→ **Your objective**: Repeat each line of the records below exactly.

→ **Available records**:
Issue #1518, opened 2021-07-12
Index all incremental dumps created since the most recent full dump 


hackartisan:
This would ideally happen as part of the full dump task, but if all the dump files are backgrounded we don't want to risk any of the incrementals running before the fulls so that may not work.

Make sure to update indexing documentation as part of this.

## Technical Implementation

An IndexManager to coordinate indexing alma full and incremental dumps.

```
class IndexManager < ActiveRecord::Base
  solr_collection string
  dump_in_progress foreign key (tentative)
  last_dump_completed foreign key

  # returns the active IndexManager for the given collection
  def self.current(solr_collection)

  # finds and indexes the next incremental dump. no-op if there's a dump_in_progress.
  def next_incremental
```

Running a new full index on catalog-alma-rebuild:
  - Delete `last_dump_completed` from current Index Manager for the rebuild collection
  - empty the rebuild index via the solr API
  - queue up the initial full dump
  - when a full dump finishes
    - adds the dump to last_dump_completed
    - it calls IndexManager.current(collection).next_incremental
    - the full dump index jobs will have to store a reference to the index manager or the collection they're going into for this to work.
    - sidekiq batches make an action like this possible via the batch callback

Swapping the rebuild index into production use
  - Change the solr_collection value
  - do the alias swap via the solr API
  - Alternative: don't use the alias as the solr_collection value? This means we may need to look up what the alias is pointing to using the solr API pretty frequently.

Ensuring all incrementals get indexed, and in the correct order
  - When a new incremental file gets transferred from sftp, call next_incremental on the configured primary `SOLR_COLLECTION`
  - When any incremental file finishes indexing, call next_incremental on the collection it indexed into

→ **Response box**:
Issue #1518, opened 2021-07-12
Index all incremental dumps created since the most recent full dump 


hackartisan:
This would ideally happen as part of the full dump task, but if all the dump files are backgrounded we don't want to risk any of the incrementals running before the fulls so that may not work.

Make sure to update indexing documentation as part of this.

## Technical Implementation

An IndexManager to coordinate indexing alma full and incremental dumps.

```
class IndexManager < ActiveRecord::Base
  solr_collection string
  dump_in_progress foreign key (tentative)
  last_dump_completed foreign key

  # returns the active IndexManager for the given collection
  def self.current(solr_collection)

  # finds and indexes the next incremental dump. no-op if there's a dump_in_progress.
  def next_incremental
```

Running a new full index on catalog-alma-rebuild:
  - Delete `last_dump_completed` from current Index Manager for the rebuild collection
  - empty the rebuild index via the solr API
  - queue up the initial full dump
  - when a full dump finishes
    - adds the dump to last_dump_completed
    - it calls IndexManager.current(collection).next_incremental
    - the full dump index jobs will have to store a reference to the index manager or the collection they're going into for this to work.
    - sidekiq batches make an action like this possible via the batch callback

Swapping the rebuild index into production use
  - Change the solr_collection value
  - do the alias swap via the solr API
  - Alternative: don't use the alias as the solr_collection value? This means we may need to look up what the alias is pointing to using the solr API pretty frequently.

Ensuring all incrementals get indexed, and in the correct order
  - When a new incremental file gets transferred from sftp, call next_incremental on the configured primary `SOLR_COLLECTION`
  - When any incremental file finishes indexing, call next_incremental on the collection it indexed into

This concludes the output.